Excitation of the hydrogen atom by fast-electron impact in the presence of a laser field

Abstract

An approach has been developed to study the excitation of a ground-state H atom to the n=2 level under the simultaneous action of fast-electron impact and a monochromatic, linearly polarized, homogeneous laser beam. The laser frequency is assumed to be low (soft-photon limit) so that a stationary-state perturbation theory can be applied as is done in the adiabatic theory. An elegant method has been developed in the present work to construct the dressed excited-state wave functions of the H atom using first-order perturbation theory in the parabolic coordinate representation. By virtue of this method, the problem arising due to the degeneracy of the excited states of the H atom has been successfully overcome. The main advantage of the present approach is that the dressed wave function has been obtained in terms of a finite number of Laguerre polynomials instead of an infinite summation occurring in the usual perturbative treatment. The amplitude for direct excitation (without exchange) has been obtained in closed form.
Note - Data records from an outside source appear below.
PR #2765, opened 2026-08-08
fix(target): refuse an unencodable float width instead of substituting one

### LINKED ISSUE #2733: isa(x86_64): an unsupported FP move width is silently narrowed instead of refused
Found while implementing the ABI half of #2687 (PR #2722), reported rather than fixed there because it is a separate defect with a wider blast radius than that PR's scope.

## What

`x64/encode.mach` handles an unexpected floating-point move width by **silently substituting one**:

```mach
if (w != 4 && w != 8) { w = 8; }
```

A caller asking for a 12-byte move gets an 8-byte move and no diagnostic. The bytes that were not moved are simply not moved, and the value is silently truncated.

This is what made #2687 hard to diagnose, and it is worth recording how. There were **three** layers each answering one fixed-size ladder for two different questions (register width and memory footprint):

| layer | behaviour with a 12-byte vector |
|---|---|
| `op_width_of` | fell through to the general-purpose word, losing lanes (fixed, #2697) |
| `fp_move_width` | refused outright, honest and total |
| `encode_fp_mov` | **silently narrows to 8** |

The middle layer's refusal was **masking** the bottom one. Widening `fp_move_width` alone compiled cleanly and then dropped the top lane of every stack-passed vector with no error at all. The refusal was the only thing standing between this default and a miscompile.

PR #2722 makes it unreachable for vectors by asking the two questions separately. **The default itself still stands**, at `x64/encode.mach:546`, with the same shape at two further sites (3371, 3432, which do refuse rather than substitute - worth confirming which behaviour each site actually has).

## Why it is wrong independent of #2687

A defensive fallback that produces *wrong output* is worse than no fallback. This one converts "the compiler was asked something it cannot do" into "the program silently computes the wrong answer", which is the single worst failure mode a backend has. The repo's standing rule names it directly: a defensive fallback is a signal that something upstream is shaped wrong, and this one was concealing exactly that for as long as it existed.

It is also a **trap for the next widening**. #2727 will make vectors wider than the register legal, and any path that reaches this site with a size it does not expect gets truncation rather than a compile error. The refusals added in #2722 are what make that ordering safe today, and they are the only thing doing so.

## Fix

Refuse rather than substitute. An unsupported move width is a compiler bug, and it should say so with the width it was given and the site that asked, rather than emitting a narrower move.

Audit the other two sites and any sibling in the aarch64 and riscv64 encoders for the same shape. The question to ask at each is whether an unexpected value produces a diagnostic or a quietly different program.

Relatedly, `aapcs64` hardcodes an element width of 16 in `make_slot_hfa(reg, 1, 16, size)` on the vector path. That is inert today because the pieces are never materialized for a non-aggregate, but it is a literal sitting on a path #2727 will read.

## Acceptance

- An unsupported floating-point move width is a defined compiler error naming the width, not a substituted narrower move.
- The refusal is proved to fire by driving the encoder directly, not by arguing no caller reaches it. Arguing unreachability is what let this sit.
- The other two sites in `x64/encode.mach` and the aarch64 and riscv64 equivalents are audited, and the finding is recorded either way.
- `mach test .` green, `int` green, self-host fixpoint holds.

Numerical results for differential cross sections are presented for individual excitations to different Stark manifolds as well as for excitations to the n=2 level at high energies (100 and 200 eV) and for field directions both parallel and perpendicular to the incident electron momentum. Extension to a higher order of perturbation is also possible in the present approach for the construction of the dressed states, and the electron-exchange effect can also be taken into account without any further approximation.